Hi, I tried to make an interface with lib-jitsi-meet and it works great.
Yes, I’m worried about something like this:
A view-only user, once in a conference room, can only watch and listen as a viewer, but he(she) joined as a member of the Jitsi meeting, not as a live stream forwarded by Jibri.
If the observer(viewer) is familiar with the lib-jitsi-meet call function, would it be possible to disable(close) the meeting using F12 debugging?
How can I prevent this from happening?
The conference itself has a password, but the viewer enters through this password. So, I guess he had the authority to do that.
I don’t think you can prevent that easily. The meeting runs the JS code in the user machine, so you can’t prevent them from doing dumb things.
Perhaps officials should consider this, as Jitsi meetings can be used by hundreds of people in one meeting.
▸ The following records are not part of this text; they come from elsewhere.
PR #7980, opened 2025-08-26
libbpf: add back android support

apocelipes:
Based on #7975, but added Android support back.

Android needs NDK SDK version >= 23.

### DIFF
--- a/packages/l/libbpf/xmake.lua
+++ b/packages/l/libbpf/xmake.lua
@@ -16,7 +16,11 @@ package("libbpf")
             local ndk_sdkver = ndk:config("ndk_sdkver")
             local ndkver = ndk:config("ndkver")
             assert(ndkver and tonumber(ndkver) < 26, "package(libbpf): need ndk version < 26 for android")
-            assert(ndk_sdkver and tonumber(ndk_sdkver) == 23, "package(libbpf): need ndk api level == 23 for android")
+            if package:version() and package:version():lt("0.5") then
+                assert(ndk_sdkver and tonumber(ndk_sdkver) >= 23, "package(libbpf) dep(libelf): need ndk api level >= 23 for android")
+            else
+                assert(ndk_sdkver and tonumber(ndk_sdkver) == 23, "package(libbpf) dep(elfutils): need ndk api level == 23 for android")
+            end
         end)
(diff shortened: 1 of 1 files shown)


apocelipes:
The existing Android CI has not been able to perform effective testing because elfutils requires ndk sdk <= 23, while libbpf requires >= 23 (from v0.1), so only v23 could be used, but our CI only has sdk version 21 and 30.

apocelipes:
@waruqi PTAL.

packages/l/libbpf/xmake.lua
```diff
@@ -1,31 +1,55 @@
...
+                assert(ndk_sdkver and tonumber(ndk_sdkver) == 23, "package(libbpf) dep(elfutils): need ndk api level == 23 for android")
+            end
+        end)
+    end
+
+    on_load(function (package)
+        if package:version() and package:version():lt("0.5") then
+            package:add("deps", "libelf")
+        else
+            package:add("deps", "elfutils")
```
waruqi, line 31: elfutils only support ndk < r26 now, if use ndk r27/28, it will break.

https://github.com/xmake-io/xmake-repo/blob/972d58a30cdc1f5ecf08bd61121f2716f7cfa888/packages/e/elfutils/xmake.lua#L46 

but latest ndk is r27 in xmake-repo

apocelipes: libbpf can do nothing here. I think elfutils should be update.

apocelipes: NDK > 26 leads to this issue: libbpf-bootstrap/288
I found the version limitation was introduced by #5307.

waruqi: > libbpf can do nothing here. I think elfutils should be update.

Yes, elfutils needs to be updated to support the new ndk, but it will break some existing projects now.

apocelipes: OK, I'll try to fix elfutils firstly.

apocelipes: If this is blocking some important work progress, you can revert it. I'll re-send it after elfutils can be compiled with NDK r27+.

Some people can easily hang up a meeting with JS code, or do something else, which would be very insecure.
That only disrupts their meeting, not everyone else’s. If they want to hangup and leave they are free to do so. There are no security implications, so I’m not sure why think this is insecure.
There are so many things others can do with libjs, including kicking someone off, transferring moderator privileges, muting someone, etc. All permissions are available.
Only if you are already a moderator. If you are not, you cannot do those.
kickParticipant ，There is no write permission requirement
Need to be added to the docs. PR is welcome.
If you try it out from non moderator participant you will see an error in the console and nothing will happen. All those are handled server side.